=== Section Start ===

PR #4657, opened 2020-12-22
Nordic unknown ingredients W52

Ban3:
**Description:**

Some unknown ingredients from the dk,is,fi and no domains.


taxonomies/allergens.txt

=== Section End ===

▸ Problem
After the last line of the data, restate all the entries verbatim.

▸ Response to this task
PR #4657, opened 2020-12-22
Nordic unknown ingredients W52

Ban3:
**Description:**

Some unknown ingredients from the dk,is,fi and no domains.


taxonomies/allergens.txt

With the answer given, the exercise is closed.